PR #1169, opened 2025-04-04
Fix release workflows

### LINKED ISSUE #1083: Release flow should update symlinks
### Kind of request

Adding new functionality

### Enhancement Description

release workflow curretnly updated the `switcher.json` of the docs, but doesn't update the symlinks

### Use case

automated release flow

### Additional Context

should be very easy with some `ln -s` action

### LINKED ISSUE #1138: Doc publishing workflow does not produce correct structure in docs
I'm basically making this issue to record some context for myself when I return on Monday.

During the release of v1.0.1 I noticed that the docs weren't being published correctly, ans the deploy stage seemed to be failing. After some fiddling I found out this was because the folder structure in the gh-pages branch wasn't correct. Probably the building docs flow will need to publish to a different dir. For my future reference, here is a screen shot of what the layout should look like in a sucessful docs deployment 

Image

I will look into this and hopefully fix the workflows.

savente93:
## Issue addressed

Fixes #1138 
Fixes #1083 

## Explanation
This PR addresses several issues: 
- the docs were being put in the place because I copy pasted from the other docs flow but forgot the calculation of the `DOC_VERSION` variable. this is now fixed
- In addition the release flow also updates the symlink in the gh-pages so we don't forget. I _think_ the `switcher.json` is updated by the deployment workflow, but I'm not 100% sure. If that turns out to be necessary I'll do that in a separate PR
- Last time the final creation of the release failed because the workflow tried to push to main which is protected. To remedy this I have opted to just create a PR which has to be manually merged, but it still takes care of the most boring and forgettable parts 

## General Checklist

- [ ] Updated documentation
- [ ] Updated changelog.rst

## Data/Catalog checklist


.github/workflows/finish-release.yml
● ● ● ● ● ● ●
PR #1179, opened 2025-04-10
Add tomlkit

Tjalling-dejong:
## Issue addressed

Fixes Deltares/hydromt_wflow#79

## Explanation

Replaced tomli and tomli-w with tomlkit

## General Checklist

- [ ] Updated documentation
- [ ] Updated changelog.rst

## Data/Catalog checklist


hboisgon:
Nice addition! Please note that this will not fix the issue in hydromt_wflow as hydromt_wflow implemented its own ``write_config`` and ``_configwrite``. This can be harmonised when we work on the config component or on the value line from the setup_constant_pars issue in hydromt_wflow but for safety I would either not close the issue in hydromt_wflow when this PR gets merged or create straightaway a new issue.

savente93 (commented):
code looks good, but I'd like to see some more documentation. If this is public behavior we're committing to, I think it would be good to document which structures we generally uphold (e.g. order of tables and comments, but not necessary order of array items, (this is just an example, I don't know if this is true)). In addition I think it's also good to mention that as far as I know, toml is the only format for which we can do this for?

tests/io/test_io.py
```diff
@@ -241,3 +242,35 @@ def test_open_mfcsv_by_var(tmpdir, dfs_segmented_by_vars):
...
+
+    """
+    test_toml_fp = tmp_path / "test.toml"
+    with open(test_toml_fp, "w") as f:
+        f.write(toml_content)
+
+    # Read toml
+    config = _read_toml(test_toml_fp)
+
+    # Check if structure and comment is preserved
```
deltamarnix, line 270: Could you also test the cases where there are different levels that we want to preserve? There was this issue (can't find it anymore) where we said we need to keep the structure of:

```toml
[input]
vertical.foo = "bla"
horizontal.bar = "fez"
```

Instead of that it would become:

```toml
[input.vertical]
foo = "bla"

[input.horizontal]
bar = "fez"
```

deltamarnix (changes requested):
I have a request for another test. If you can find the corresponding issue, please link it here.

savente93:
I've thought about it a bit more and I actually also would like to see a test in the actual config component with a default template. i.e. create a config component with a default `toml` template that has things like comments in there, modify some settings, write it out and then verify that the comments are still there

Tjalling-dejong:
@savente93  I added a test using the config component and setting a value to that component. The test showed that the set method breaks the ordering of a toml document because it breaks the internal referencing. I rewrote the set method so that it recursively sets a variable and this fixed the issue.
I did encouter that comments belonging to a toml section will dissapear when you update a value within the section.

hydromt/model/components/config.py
● ● ● ● ● ● ●
## Work order
Extract the lines of the preceding material that run from the line with "Instead of that" through the line with "I did encouter", inclusive, reproducing them exactly and adding nothing.

## Response to this exercise
Instead of that it would become:

```toml
[input.vertical]
foo = "bla"

[input.horizontal]
bar = "fez"
```

deltamarnix (changes requested):
I have a request for another test. If you can find the corresponding issue, please link it here.

savente93:
I've thought about it a bit more and I actually also would like to see a test in the actual config component with a default template. i.e. create a config component with a default `toml` template that has things like comments in there, modify some settings, write it out and then verify that the comments are still there

Tjalling-dejong:
@savente93  I added a test using the config component and setting a value to that component. The test showed that the set method breaks the ordering of a toml document because it breaks the internal referencing. I rewrote the set method so that it recursively sets a variable and this fixed the issue.
I did encouter that comments belonging to a toml section will dissapear when you update a value within the section.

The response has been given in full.